Use sleeps instead of busy wait in scheduler (less accurate, more power saving)

--software

Since version 2.21.
Do not configure any hardware rules. In this mode, all RX packets will be processed by software. No HW assist for dropping (while counting) packets will be used. This mode is good for enabling features like per stream statistics, and latency, support packet types, not supported by HW flow director rules (For example QinQ).
You can also use this mode for running TRex on interfaces which manifest themselves as ones supported by TRex, but in reality support less hardware capabilities. For example, NICs supported by DPDK e1000_igb driver, but with different HW capabilities than i350.
Drawback of this is that because software has to handle all received packets, total rate of RX streams is significantly lower. Currently, this mode is also limited to using only one TX core (and one RX core as usual).

-v <verbosity level>

Show debug info. Value of 1 shows debug info on startup.

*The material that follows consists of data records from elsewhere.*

Issue #74, opened 2016-04-15
Turbolinks.visit(url, action: 'back')


glennfu:
Imagine a crud situation where you're on the 'show' action for an item. You click 'edit'. You type in some changes, hit 'Save'. The server redirects you to the 'show' action. Normally in a web situation this is OK. The history stack is then 'somewhere', 'show', 'edit', show'. However, when building an iOS app by hooking up to turbolinks-ios, a different convention is expected. In that situation it's more common that the 'edit' comes in as a modal (maybe), you do your edits, then the edit form is 'popped' and you're dropped back on the 'show' view with the updated content. At any rate, you expect that once you're dropped back to the 'show', that pressing 'back' would send you to the 'somewhere' page that you came from originally, not to the edit form, and then back to the 'show' yet again.

Using `Turbolinks.visit(url, action: 'replace')` gives us two 'show' actions in a row on the stack. That means you see the results, click 'back' and you see the same 'show' action again. Still not desirable.

Now you could conceivably track the referrer when the 'edit' view is loaded, and if it was the 'show' view, you could, add something to the submission to let the server know that instead of sending `Turbolinks.visit()`, it should call `window.history.back()`. However this seems like a big brittle hack.

Instead I think a better solution would be to call `Turbolinks.visit(url, action: 'back')`. The expected behavior would be that if the previous url in the history is the url provided, then pop to that url, refreshing it. Otherwise, visit it like normal. I think this would give the best experience here.

What do you all think? Is this a reasonable idea? Or too much of a non-standard edge case to live as part of Turbolinks?

gregblass:
+1, came here looking to accomplish this. My case: Index page, click through to a show. Normally you'd want the back button to go back to the index page.

But what if they're coming from an activity feed? If they click back, it should in this case send them back to the activity feed.

glennfu:
It also just occurred to me that, in iOS, the 'popToRootViewControllerAnimated' method exists for times when you have a deeply nested navigation stack and you want to reset to the 'home', either from a general 'home' link or maybe a Sign Out button that resets you to root_path. In either case, you'd expect there not to be a 'Back' button to take you to the left any further. Would this justify a 'reset' action as well?

gregblass:
+1, I came across the same problem

elsurudo:
Cross-posting a workaround from the other ticket, in case it may help anyone: https://github.com/turbolinks/turbolinks/issues/88#issuecomment-263567672

rosendi:
[...]

PR #76, opened 2016-04-15
Support action: 'back' to navigate back in history

glennfu:
I decided to take a stab at this to see how it would work after posting #74. There's still an issue remaining where in the case of calling `Turbolinks.visit("http://site.dev/path/here", {"action":"back"})` Firebug reports that `http://site.dev/path/here` is called once, aborted, then called again. I'm having trouble figuring out why that is.

On the turbolinks-ios side, in my `ApplicationController.swift#presentVisitableForSession` I had to add `else if action == .Back { popViewControllerAnimated(true) }` and in `Turbolinks/Actions.swift` I added `case Back    = "back"`.

With those changes, everything seemed to work perfectly! So aside from the unexplained aborted request, this does exactly what I hoped it would do. I look forward to hearing what you think! If I'm on the right track, let me know and I'll try to put in some appropriate tests and another pull request to turbolinks-ios. I haven't yet gotten far with turbolinks-android but I hope to dive into that soon also.


glennfu:
If anyone's trying to implement this on their own in the meantime, the https://github.com/turbolinks/turbolinks-rails gem needs `redirection.rb#26` changed to `action: ["advance", "replace", "back"].include?(action.to_s) ? action : "replace"`

gregblass:
So just wondering how I would go about using this. I'm trying:

`gem 'turbolinks', git: 'https://github.com/glennfu/turbolinks.git', branch: "navBack"`

But thats not working. Then I'd also have to modify turbolinks-rails redirection.rb#26 as well?

nateberkopec:
@gregblass I actually just clone down the repo and run `blade build`. I then copy `dist/turbolinks.js` into the `vendor/assets/javascripts` folder of my app. This makes it easier to hack on/modify while you're investigating the changes.

Fudoshiki:
any tmp solution?

glennfu:
@Fudoshiki My Rails app has `gem 'turbolinks', github: 'glennfu/turbolinks-rails'` in the Gemfile. Then I manually include this in my application.js instead of the original turbolinks.js: https://gist.github.com/glennfu/34bbe7e7b1dc5d4cfeb84c82f423658d

I've been running this for 2 months now with no problems.

Fudoshiki:
I have next scenario:

REST
1. Open form with method: :put (edit action)
2. Enter invalid data
3. Submit
4. Got rendered page with errors (update action)
5. Press F5 request GET on update action (route error)

Same issue? 

gem 'turbolinks', github: 'glennfu/turbolinks-rails' and https://gist.github.com/glennfu/34bbe7e7b1dc5d4cfeb84c82f423658d don't solved this

glennfu:
I don't think there's ever a proper setup where F5 would resubmit a form. It's certainly not desirable behavior. At any rate, unless I'm misunderstanding your intent, I don't know what this has to do with this Issue, which is about adding the ability to navigate backward in the stack.

In your described scenario, navigating back wouldn't even be the expected behavior. More likely you would, in your controller, tell Turbolinks to redirect with `action: 'back'` on a successful form submit, then the browser would drop you on the page you were on BEFORE you saw the form.

I believe what you are seeing on rendering page errors should be `action: 'replace'` in order to update the same page you're on, which is already part of Turbolinks without this PR.

glennfu:
Just realized one more important change. Line 215 of `Session.swift` in turbolinks-ios reads `visitVisitable(visitable, action: .Restore)`. This should be changed to `visitVisitable(visitable, action: .Back)`

glennfu:
I just pushed a commit that fixes a bug I discussed here: https://github.com/turbolinks/turbolinks-ios/issues/50

src/turbolinks/history.coffee
```diff
@@ -20,16 +23,27 @@ class Turbolinks.History
...
   push: (location, restorationIdentifier) ->
     location = Turbolinks.Location.wrap(location)
+    locationStack.push(location)
     @update("push", location, restorationIdentifier)
 
   replace: (location, restorationIdentifier) ->
     location = Turbolinks.Location.wrap(location)
     @update("replace", location, restorationIdentifier)
 
+  back: (location, restorationIdentifier) ->
```
nateberkopec: Turbolinks actions are verbs. `back` is generally not used as a verb, so perhaps another word could be used for this action. `return`?

src/turbolinks/history.coffee
```diff
@@ -20,16 +23,27 @@ class Turbolinks.History
...
+    location = Turbolinks.Location.wrap(location)
+    
+    previousUrl = locationStack[locationStack.length - 2]
+    if previousUrl?.absoluteURL == location.absoluteURL
+      window.history.go(-1)
```
nateberkopec: can just use `history` here.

Value of 3, shows debug info during run at some cases. Might slow down operation.

--vlan

Relevant only for stateless mode with Intel 82599 10G NIC. When configuring flow stat and latency per stream rules, assume all streams uses VLAN.

-w <num seconds>

Wait additional time between NICs initialization and sending traffic. Can be useful if DUT needs extra setup time. Default is 1 second.